Uno di questi ha chiesto a Romney cosa intendesse fare “con gli immigrati senza green card che vivono qui e sono membri produttivi della società”. “Siamo una nazione di immigrati. Diamo il benvenuto alle persone ce vengono in questo Paese legalmente” ha esordito lo sfidante, spiegando di voler migliorare il sistema di ingressi legali, semplificandolo e garantendo visti agli immigrati più qualificati, ad esempi i laureati in materie scientifiche, dei quali gli Usa hanno bisogno.
“Dobbiamo però fermare l’immigrazione illegale. Ci sono 4 milioni di persone che aspettano di entrare legalmente, quelli che sono qui illegalmente hanno preso il loro posto. Per questo non garantirò un’amnistia ai clandestini” ha sottolineato il candidato repubblicano, che però si è detto favorevole alla creazione di percorsi di regolarizzazione per i figli dei clandestini, che ad esempio “prestando il servizio militare potrebbero guadagnare un permesso permanente”.
Romney ha poi attaccato Obama per la promessa, non mantenuta, di realizzare una riforma dell’immigrazione nel suo primo anno alla Casa Bianca. Un’accusa respinta da Obama, che ha detto che i suoi sforzi per convincere il congresso sono stati vanificati proprio dall’ostruzionismo dei Repubblicani.
Anche il presidente in carica ha detto “siamo una nazione di immigrati”. “Capiamo tutti che questo Paese è cresciuto perché talenti da tutto il mondo sono arrivati qui, persone che hanno rischiato e che hanno voluto costruire i loro sogni e permettere ai loro figli di avere sogni ancora più grandi”.
“Siamo però anche una nazione di leggi. Per questo ho detto che bisognava riparare un sistema dell’immigrazione rotto e ho fatto quanto era in mio potere” ha aggiunto Obama, citando la semplificazione della burocrazia degli ingressi legali e il rafforzamento dei controlli al confine, che ha portato gli ingressi illegali “ai livelli più bassi degli ultimi 40 anni”.
Poi Obama ha difeso la sua filosofia sulle espulsioni: “Dobbiamo andare dietro ai criminali, alle bande, agli elementi nocivi per la società, non agli studenti, non a quanti sono qui solo perché non sapevano come sfamare le loro famiglie”. E ha citato ancora una volta i ragazzi arrivati negli Usa per seguire i genitori clandestini, che “hanno fanno la scuola qui, hanno giurato fedeltà alla bandiera, pensano che questo è il loro Paese , si considerano Americani in tutto, tranne che per i documenti. E noi dobbiamo assicurare loro un percorso verso la cittadinanza”.

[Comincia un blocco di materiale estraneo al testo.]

PR #638, opened 2017-10-24
Fix a layout deadlock caused by holding the lock and going up the tree.

garrettmoon:


pinterest-ios:
<table>
  <thead>
    <tr>
      <th width="50"></th>
          1 Warning
      </th>
     </tr>
  </thead>
  <tbody>
    <tr>
      <td>:warning:</td>
    </tr>
  </tbody>
</table>

</p>

Source/ASDisplayNode+Layout.mm
```diff
@@ -368,8 +369,10 @@ - (void)_locked_measureNodeWithBoundsIfNecessary:(CGRect)bounds
     // In this case, we need to detect that we've already asked to be resized to match this
     // particular ASLayout object, and shouldn't loop asking again unless we have a different ASLayout.
     nextLayout->requestedLayoutFromAbove = YES;
-    [self _setNeedsLayoutFromAbove];
-    // Update the layout's version here because _setNeedsLayoutFromAbove calls __setNeedsLayout which in turn increases _layoutVersion
+    __instanceLock__.unlock();
```
garrettmoon: These 3 lines are the important bits which fix the deadlock.

Source/ASDisplayNode+Layout.mm
```diff
@@ -211,7 +211,7 @@ @implementation ASDisplayNode (ASLayoutInternal)
  * @discussion The size of a root node is determined by each subnode. Calling invalidateSize will let the root node know
  * that the intrinsic size of the receiver node is no longer valid and a resizing of the root node needs to happen.
  */
-- (void)_setNeedsLayoutFromAbove
+- (void)_u_setNeedsLayoutFromAbove
 {
   as_activity_create_for_scope("Set needs layout from above");
   ASDisplayNodeAssertThreadAffinity(self);
```
nguyenhuy: Nit: Let's add the thread ownership assertion (i.e `ASDisplayNodeAssertLockUnownedByCurrentThread(__instanceLock__)`). We may enable it by default in the future.

Source/ASDisplayNode+Layout.mm
```diff
@@ -287,8 +287,9 @@ - (void)displayNodeDidInvalidateSizeNewSize:(CGSize)size
   }
 }
 
-- (void)_locked_measureNodeWithBoundsIfNecessary:(CGRect)bounds
+- (void)_u_measureNodeWithBoundsIfNecessary:(CGRect)bounds
 {
```
nguyenhuy: Same, let's call `ASDisplayNodeAssertLockUnownedByCurrentThread()` before acquiring the lock.

garrettmoon:
Good callouts, thank you for the review @nguyenhuy :)

Source/ASDisplayNode+Layout.mm
appleguy: @garrettmoon We do use _calculatedDisplayNodeLayout below — it looks like this would make it possible that another thread could change _calculatedDisplayNodeLayout while this is unlocked (possibly by the main thread calling -layout).

I'm wondering if we should actually be returning after this, or something else like forcing a -layoutIfNeeded. It's a bit weird that we proceed to _completePendingLayoutTransition when, in actuality, we are not yet in a valid full-tree layout state until the parent has -layoutSublayers called by CA.

This might be OK because one could argue that the layout is correct _for this node_ and its children, even if not the full tree.

PR #639, opened 2017-10-24
Have ASNetworkImageNode report whether images were cached or not

Adlai-Holler:
This should help consumers who are interested in tracking their image cache performance.

### DIFF
--- a/Source/ASNetworkImageNode.mm
+++ b/Source/ASNetworkImageNode.mm
@@ -703,6 +703,7 @@
         if (_delegateFlags.delegateDidLoadImageWithInfo) {
           ASDN::MutexUnlocker u(__instanceLock__);
           ASNetworkImageNodeDidLoadInfo info = {};
+          info.imageSource = ASNetworkImageSourceFileURL;
           [delegate imageNode:self didLoadImage:self.image info:info];
         } else if (_delegateFlags.delegateDidLoadImage) {
           ASDN::MutexUnlocker u(__instanceLock__);
--- a/Source/ASNetworkImageNode.mm
+++ b/Source/ASNetworkImageNode.mm
@@ -56,6 +56,7 @@
     unsigned int delegateDidFailWithError:1;
     unsigned int delegateDidFinishDecoding:1;
     unsigned int delegateDidLoadImage:1;
+    unsigned int delegateDidLoadImageWithInfo:1;
   } _delegateFlags;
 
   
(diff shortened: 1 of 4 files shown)


Source/ASNetworkImageNode.mm
```diff
@@ -353,8 +355,18 @@ - (void)displayWillStartAsynchronously:(BOOL)asynchronously
...
+          // Call out to the delegate.
+          if (_delegateFlags.delegateDidLoadImageWithInfo) {
+            ASDN::MutexUnlocker l(__instanceLock__);
+            ASNetworkImageNodeDidLoadInfo info = {};
+            info.imageSource = ASNetworkImageSourceSynchronousCache;
+            [_delegate imageNode:self didLoadImage:result info:info];
+          } else if (_delegateFlags.delegateDidLoadImage) {
+            ASDN::MutexUnlocker l(__instanceLock__);
+            [_delegate imageNode:self didLoadImage:result];
+          }
```
Adlai-Holler: We previously weren't calling out to the delegate at all in this synchronous fetch scenario. I think we should.

Source/Details/ASPINRemoteImageDownloader.m
```diff
@@ -369,5 +352,29 @@ - (id)alternateRepresentationWithData:(NSData *)data options:(PINRemoteImageMana
...
+
+  if (ASDisplayNodeThreadIsMain() && queue == dispatch_get_main_queue()) {
+    work();
+  } else if (queue == nil) {
+    ASDisplayNodeFailAssert(@"Callback queue should not be nil.");
+    work();
+  } else {
+    dispatch_async(queue, work);
+  }
+}
```
Adlai-Holler: Added this method because I added another callback path and it felt silly to keep duplicating code. Sorry, dear reviewer!

Source/Details/ASPINRemoteImageDownloader.m
```diff
@@ -256,51 +252,38 @@ - (nullable id)downloadImageWithURLs:(NSArray <NSURL *> *)URLs
...
+    }];
+  };
+
+  // add "IgnoreCache" option since we have a caching API so we already checked it, not worth checking again.
+  // PINRemoteImage is responsible for coalescing downloads, and even if it wasn't, the tiny probability of
+  // extra downloads isn't worth the effort of rechecking caches every single time. In order to provide
+  // feedback to the consumer about whether images are cached, we can't simply make the cache a no-op and
+  // check the cache as part of this download.
+  return [[self sharedPINRemoteImageManager] downloadImageWithURLs:URLs
+                                                           options:PINRemoteImageManagerDownloadOptionsSkipDecode | PINRemoteImageManagerDownloadOptionsIgnoreCache
```
garrettmoon: Sadly I don't think we should skip the cache because the synchronous cache check only checks the memory cache not the disk cache.

Adlai-Holler: But we'll check the disk cache in `cachedImageWithURL:callbackQueue:completion:` so I think we're OK?

garrettmoon: I take this back, didn't see that the cache check above was implemented.

garrettmoon: For history, @Adlai-Holler and I discussed and we think this is safe. He pointed out the only case where this could cause an extra download is:
```
- request0 -> cache: miss
- request0 -> download: started
- request1 -> cache: miss
- request0 -> download: finished
- request1 -> download: started
```

This seems *very* unlikely in practice.

Source/ASNetworkImageNode.mm
garrettmoon: Good catch!

PR #647, opened 2017-10-30
[Documentation] Update Inversion Docs

GeekTree0101:
Append swift example at inversion example


docs/_docs/inversion.md
```diff
@@ -24,7 +24,9 @@ When this is enabled, developers only have to take one more step to have full in
   </pre>
 
   <pre lang="swift" class = "swiftCode hidden">
```
maicki: I think you can now remove the `hidden` class now as Swift is available.

GeekTree0101: Oh I got it, thankx

PR #2995, opened 2024-02-19
Add close emit to Popover

thraizz:
This aligns the popover with the dialog api.
Now, both share the same emit logic.

Reference in dialog.ts: 
https://github.com/tailwindlabs/headlessui/blob/0befd75df52da35ac66dfb1e9b365ab5b87b5b86/packages/%40headlessui-vue/src/components/dialog/dialog.ts#L79

### DIFF
--- a/packages/@headlessui-vue/src/components/popover/popover.ts
+++ b/packages/@headlessui-vue/src/components/popover/popover.ts
@@ -106,7 +106,8 @@ export let Popover = defineComponent({
   props: {
     as: { type: [Object, String], default: 'div' },
   },
-  setup(props, { slots, attrs, expose }) {
+  emits: { close: (_close: boolean) => true },
+  setup(props, { slots, attrs, emit, expose }) {
     let internalPopoverRef = ref<HTMLElement | null>(null)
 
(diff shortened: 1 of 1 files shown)


thraizz:
This is kind-of superseded with #2996, this PR takes the logic from `dialog.ts` which is meant for outside state management, the watcher is probably cleaner.

RobinMalfait:
Hey!

Thank you for the contribution. The big difference in API between a `Dialog` and a `Popover` is that a `Dialog` is fully controlled and a `Popover` is not controlled at all. This means that the `Dialog` requires an `onClose` in React or a `close` event in Vue otherwise there is no way to close the `Dialog` at all.

This also means that only components that you control have events or callback so that you can (and should) act upon the events.

For v2 of Headless UI we want to expose events for exposing information when internal state changes, ideally with information about _why_ a change happened. This however is a bigger project because it applies to all the components and we have to decide on the API/naming we want to use for exposing this information.

For that reason, I'm going to close this PR for now and we will work on the API. I also wrote down your username so that we can include you as a co-author once we open some PRs for adding this information in a way that applies to all the components.

Thanks again for contributing!

PR #3023, opened 2024-03-06
CI: Add provenance to publised packages

saibotk:
This commit adds provenance for all published packages. See the NPM documentation [0].

Provenance will allow people to verify that the headlessui packages were actually built on GH Actions and with the content of the corresponding commit. This will help with supply chain security.

For this to work, the `id-token` permission was added only where necessary.

[0]: https://docs.npmjs.com/generating-provenance-statements

### DIFF
--- a/.github/workflows/release-insiders.yml
+++ b/.github/workflows/release-insiders.yml
@@ -8,6 +8,10 @@ concurrency:
   group: ${{ github.workflow }}-${{ github.head_ref || github.run_id }}
   cancel-in-progress: true
 
+permissions:
+  contents: read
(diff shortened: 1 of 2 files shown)


RobinMalfait:
Hey!

Thank you for contributing this, I believe you also contributed this on the tailwindcss repo so now it is in sync. Thanks!

saibotk:
Amazing! Yes i did :) 
In this evening i just thought it would be sad if only the tailwind repo gets it, so i decided to do that for every package in the org, as it is quite an easy win <3

Issue #3044, opened 2024-03-20
Combobox: input defaultValue change when displayValue change


olivierpascal:
Problem: as Combobox `displayValue` change, the input `defaultValue` also change.

From what I understand, `displayValue` is an arbitrary value that is used to map a value to a value used for presentation only.
The `defaultValue` should not change between renders.

**What package within Headless UI are you using?**
**What version of that package are you using?**

@headlessui/react@v1.7.18

**What browser are you using?**

Chrome, Firefox

**Reproduction URL**

https://codesandbox.io/p/devbox/inspiring-smoke-5w6ccj

This is the [Combobox demo](https://headlessui.com/react/combobox). What I've changed:

```tsx
const CustomInput = forwardRef(function CustomInput(props, ref) {
  console.log('defaultValue:', props.defaultValue);
  return <input ref={ref} {...props} />;
})

// ...

<Combobox.Input
  as={Fragment}
  displayValue={(person) => String(Math.random())}
>
  <CustomInput onChange={(event) => setQuery(event.target.value)} />
</Combobox.Input>
```

As you type in the input field, the `defaultValue` is changing to match the random `displayValue`.

RobinMalfait:
Hey!

This should be fixed by #3048, and will be available in the next release.

You can already try it using:
- `npm install @headlessui/react@insiders`.

PR #3048, opened 2024-03-20
Prevent unnecessary execution of the `displayValue` callback in the `ComboboxInput` component

RobinMalfait:
This PR fixes an issue where the `displayValue` on the `ComboboxInput` component is executed on every render. This PR fixes that by only executing the callback if either the `value` or the `displayValue` itself changes.

This is especially useful if you have a `displayValue` that is a function that does some heavy computation or that contains undeterministic code. E.g.: `Math.random()`, `Date.now()`, …

Fixes: #3044


thecrypticace:
We used to useMemo for `displayValue` but changed it. The big difference here is the dependency array though. We'll want to make sure this doesn't break: https://github.com/tailwindlabs/headlessui/pull/2090

RobinMalfait:
> We used to useMemo for `displayValue` but changed it. The big difference here is the dependency array though. We'll want to make sure this doesn't break: #2090 (this is the PR where we changed it to the current impl)

Aha good catch! But yep just updated the `useMemo` dependencies array where I removed the `displayValue` and that does indeed break the previous issue. Adding it though, makes the test pass.

When running: `clear; git diff; npm run test combobox; git reset --hard; npm run test combobox` you can see that the `displayValue` as a dependency is important.

image

thecrypticace (approved):

PR #3061, opened 2024-03-27
Expose missing `data-disabled` and `data-focus` attributes on the `TabsPanel`, `MenuButton`, `PopoverButton` and `DisclosureButton` components

RobinMalfait:
This PR exposes more data attributes on some components, mainly:

- Expose `data-focus` on the `TabsPanel` component
- Expose `data-disabled` on the `MenuButton` component
- Expose `data-disabled` on the `PopoverButton` component
- Expose `data-disabled` on the `DisclosureButton` component

This PR also cleans up some repetition on related to this, because in some places we used `props.autoFocus ?? false` or `props.disabled ?? false` in multiple spots. Now, this is destructured from the props object with a fallback.


packages/@headlessui-react/src/components/button/button.tsx
```diff
@@ -41,34 +41,27 @@ function ButtonFn<TTag extends ElementType = typeof DEFAULT_BUTTON_TAG>(
...
-        disabled,
-        hover,
-        focus,
-        active,
-        autofocus: props.autoFocus ?? false,
-      }) satisfies ButtonRenderPropArg,
-    [disabled, hover, focus, active, props.autoFocus]
-  )
+  let slot = useMemo(() => {
+    return { disabled, hover, focus, active, autofocus: autoFocus } satisfies ButtonRenderPropArg
```
thecrypticace, line 63: Is there a reason that the prop is capitalized but the slot render prop isn't?

thecrypticace (approved):
Looks good, one question but not a blocker for anything.

packages/@headlessui-react/src/components/button/button.tsx
RobinMalfait: Yep, and the reason is a bit ... stupid 😅

The real attribute is called `autofocus`, but in React it is `autoFocus`. So I wanted to keep the "react" `autoFocus` for the actual component props, but `autofocus` in the `slot` because otherwise you would have to type `data-auto-focus` instead of `data-autofocus` and `data-autofocus` is what we use in Catalyst for example.

PR #3064, opened 2024-03-28
Make the `Combobox` component `nullable` by default

RobinMalfait:
This PR makes the `Combobox` nullable by default, this means that it's possible to receive a `null` value in the `onChange` callback.

This PR also improves the behaviour of the component in general.

- If you remove all the text from the `ComboboxInput`, you will receive a `null` value in the `onChange` callback.
- If you click outside of the `Combobox`, the `Combobox` will close and then a few things can happen:

    1. The `Combobox` didn't have a value, so it will remain empty.
    2. The `Combobox` had a value, so it will keep that value.

    It will **not** select the currently `active` value (active means the visually selected value without being selected in the `Combobox` state itself).
- If you press `Escape`, the `Combobox` will close and the same rules as above will apply.
- If you press `<tab>`, the `Combobox` will close but this time the `active` value will be `selected`.

This PR also improves the underlying types, and uses the new TypeScript 5.4 `NoInfer<T>` feature. This way we can cleanup some complex types and make the code more readable.

### DIFF
--- a/packages/@headlessui-react/src/components/combobox/combobox.test.tsx
+++ b/packages/@headlessui-react/src/components/combobox/combobox.test.tsx
@@ -692,7 +692,7 @@ describe('Rendering', () => {
 
           return (
             <>
-              <Combobox value={value} onChange={setValue} nullable>
+              <Combobox value={value} onChange={setValue}>
                 <Combobox.Input
                   onChange={NOOP}
                   displayValue={(str?: string) =>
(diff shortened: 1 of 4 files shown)


packages/@headlessui-react/src/components/combobox/combobox.test.tsx
thecrypticace, line 1: There are two references to "`nullable` mode" that should be removed from test names / comments.

thecrypticace (changes requested):
Looks good in general — just a small note about the tests.

sentiasa:
Hi @RobinMalfait. Is this change coming to vue as well?

PR #3073, opened 2024-04-02
Keep focus inside of the `<ComboboxInput />` component

RobinMalfait:
This PR improves the UX of the `Combobox` component. 

When you open the combobox via the button or when you select an option from the list, then the focus is briefly moved to the button or the option respectively and then we restore the focus to the input itself.

We improved this behaviour in #3065 where we ensure that the selection and cursor position inside of the input will be preserved when the focus is moved around as-if nothing happened.

However, this can result in a tiny selection flicker (because when the focus is moved to the button or the option, the selection is removed).

This PR improves on that behaviour by using the `mousedown` event instead of the `click` event. If we use `event.preventDefault()` in the `mousedown` event, then the focus will not be moved to the button or the option and the focus remains in the input. This also means that the selection remains in the input.

We now use the `mousedown` event, which means that we have to do a tiny bit more work compared to the `click` event. For example:
- We have to check that the left mouse button was used. The `mousedown` event will also be triggered when using the right mouse button (the click event doesn't do this)
- We have to manually check for `space` or `enter` keydown events on the button — this was previously handled by the `click` event as well.

https://github.com/tailwindlabs/headlessui/assets/1834413/6b30420f-f658-4308-a1aa-7fd7644a3a13

### DIFF
--- a/packages/@headlessui-react/src/components/combobox/combobox.tsx
+++ b/packages/@headlessui-react/src/components/combobox/combobox.tsx
@@ -1454,12 +1454,10 @@ function ButtonFn<TTag extends ElementType = typeof DEFAULT_BUTTON_TAG>(
   })
 
   let handleMouseDown = useEvent((event: ReactMouseEvent<HTMLButtonElement>) => {
-    // We use the `mousedown` event because this will fire before the `focus`
-    // event. When we use `event.preventDefault()` here, the
-    // `document.activeElement` will stay on the current element.
-    //
-    // Typically that means that the `ComboboxInput` will stay focused, and thus
-    // the selection / cursor position will be preserved.
+    // We use the `mousedown` event here since it fires before the focus
+    // event, allowing us to cancel the event before focus is moved from
+    // the `ComboboxInput` to the `ComboboxButton`. This keeps the input
+    // focused, preserving the cursor position and any text selection.
     event.preventDefault()
 
     if (isDisabledReactIssue7711(event.currentTarget)) return
--- a/packages/@headlessui-react/src/components/combobox/combobox.tsx
+++ b/packages/@headlessui-react/src/components/combobox/combobox.tsx
@@ -1454,17 +1454,17 @@ function ButtonFn<TTag extends ElementType = typeof DEFAULT_BUTTON_TAG>(
   })
 
   let handleMouseDown = useEvent((event: ReactMouseEvent<HTMLButtonElement>) => {
-    // We use the `mousedown` event here since it fires before the focus
-    // event, allowing us to cancel the event before focus is moved from
-    // the `ComboboxInput` to the `ComboboxButton`. This keeps the input
-    // focused, preserving the cursor position and any text selection.
+    // We use the `mousedown` event here since it fires before the focus event,
+    // allowing us to cancel the event before focus is moved from the
+    // `ComboboxInput` to the `ComboboxButton`. This keeps the input focused,
+    // preserving the cursor position and any text selection.
     event.preventDefault()
 
     if (isDisabledReactIssue7711(event.currentTarget)) return
 
-    // Since we're using the `mousedown` event instead of a `click` event
-    // here to preserve the focus of the `ComboboxInput`, we need to also
-    // check that the `left` mouse button was clicked.
+    // Since we're using the `mousedown` event instead of a `click` event here
+    // to preserve the focus of the `ComboboxInput`, we need to also check
+    // that the `left` mouse button was clicked.
     if (event.button === MouseButton.Left) {
       if (data.comboboxState === ComboboxState.Open) {
         actions.closeCombobox()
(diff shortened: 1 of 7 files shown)


packages/@headlessui-react/src/components/combobox/combobox.tsx
```diff
@@ -1077,8 +1078,21 @@ function InputFn<
     })
   })
 
+  let dd = useDisposables()
```
reinink, line 1081: The `dd` variable here is confusing to me — what does it mean? I know we typically use `d` for disposables, so is it just because you have two disposables in this case? Wondering if we can come up with a better name here?

packages/@headlessui-react/src/components/combobox/combobox.tsx
```diff
@@ -1424,16 +1453,31 @@ function ButtonFn<TTag extends ElementType = typeof DEFAULT_BUTTON_TAG>(
...
-    } else {
-      event.preventDefault()
-      actions.openCombobox()
+  let handleMouseDown = useEvent((event: ReactMouseEvent<HTMLButtonElement>) => {
+    // We use the `mousedown` event because this will fire before the `focus`
+    // event. When we use `event.preventDefault()` here, the
+    // `document.activeElement` will stay on the current element.
+    //
+    // Typically that means that the `ComboboxInput` will stay focused, and thus
+    // the selection / cursor position will be preserved.
```
reinink, line 1462: Possible rewording...

```suggestion
    // We use the `mousedown` event here since it fires before the focus
    // event, allowing us to cancel the event before focus is moved from
    // the `ComboboxInput` to the `ComboboxButton`. This keeps the input
    // focused, preserving the cursor position and any text selection.
```

packages/@headlessui-react/src/components/combobox/combobox.tsx
```diff
@@ -1424,16 +1453,31 @@ function ButtonFn<TTag extends ElementType = typeof DEFAULT_BUTTON_TAG>(
...
+    event.preventDefault()
+
+    if (isDisabledReactIssue7711(event.currentTarget)) return
+
+    // When we used the `click` event we didn't have to worry about this because
+    // that only fires if you use the `left` mouse button. However, now that
+    // we use the `mousedown` event, we do have to worry about which button is
+    // pressed.
```
reinink, line 1470: I think it would be better to write this comment so that it explains the current behavior, not the past implementation, since that probably just makes things more confusing for future readers.

Something like this:

```suggestion
    // Since we're using the `mousedown` event instead of a `click` event
    // here to preserve the focus of the `ComboboxInput`, we need to also
    // check that the `left` mouse button was clicked.
```

packages/@headlessui-react/src/components/combobox/combobox.tsx
```diff
@@ -1424,16 +1453,31 @@ function ButtonFn<TTag extends ElementType = typeof DEFAULT_BUTTON_TAG>(
...
+      if (data.comboboxState === ComboboxState.Open) {
+        actions.closeCombobox()
+      } else {
+        actions.openCombobox()
+      }
     }
 
-    d.nextFrame(() => refocusInput())
+    // Ensure we focus the input
+    refocusInput()
```
reinink, line 1480: I haven't actually tested this, but is still necessary? I would have thought that focus wasn't lost from the input since the `mousedown` event was cancelled.

packages/@headlessui-react/src/components/combobox/combobox.tsx
```diff
@@ -1689,8 +1733,24 @@ function OptionFn<
...
+
+    // When we used the `click` event we didn't have to worry about this because
+    // that only fires if you use the `left` mouse button. However, now that we
+    // use the `mousedown` event, we do have to worry about which button is
+    // pressed.
+    if (event.button !== MouseButton.Left) {
+      return
+    }
+
+    if (disabled || data.virtual?.disabled(value)) return
```
reinink, line 1753: See previous comment suggestions.

Also, this feels like some duplication — I'm sure you've done that for good reason, but should we consider moving this into an abstraction? 🤔

RobinMalfait: Yep 2 separate locations, didn't want to create an abstraction just yet. Maybe this is something that could live in a hook but didn't want to think about a name yet.

packages/@headlessui-react/src/components/combobox/combobox.tsx
RobinMalfait: This one is necessary because it's not guaranteed that the `ComboboxInput` already has the focus. It could be that you are focused in another field and click the `ComboboxButton`.

If the `ComboboxInput` already had focus, then the `refocusInput()` will result in a no-op.

packages/@headlessui-react/src/components/combobox/combobox.tsx
RobinMalfait: Yep we already had `d` but that had a different use case. To solve this, I created a `useFrameDebounce()` hook (we can improve this name if we want). But now we can do this instead:

image

packages/@headlessui-react/src/components/combobox/combobox.tsx
reinink: Right makes sense! 👍

packages/@headlessui-react/src/components/combobox/combobox.tsx
reinink: Makes sense!

reinink (approved):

Il presidente ha rinfacciato a Romney il suo appoggio alla legge dell’Arizona che permette alle forze dell’ordine di fermare le persone che “sembrano” immigrati irregolari. Il repubblicano però ha detto di condividere solo la norma che impone una verifica del permesso di soggiorno da parte dei lavoratori prima dell’assunzione.
Per risolvere il problema dei dodici milioni di clandestini, Romney punta sui rientri volontari: “Lasciamo che siano le persone a scegliere. Se qui non trovano i benefici che cercavano e non possono trovare il lavoro che volevano, allora decideranno di andarsene in un posto dove hanno opportunità migliori”. E ha detto di ritenere giusto che retate e deportazioni siano riservate ai criminali.
Alla fine del confronto, Obama ha rilanciato la sua visione dell’immigrazione come una grande risorsa per gli Usa: “Quando noi pensiamo all’immigrazione, dobbiamo capire che ci sono persone in tutto il mondo che guardano ancora all’America come alla terra promessa. Ci forniscono energia, ci forniscono innovazione e creano aziende come Intel e Google. Noi vogliamo incoraggiarle”.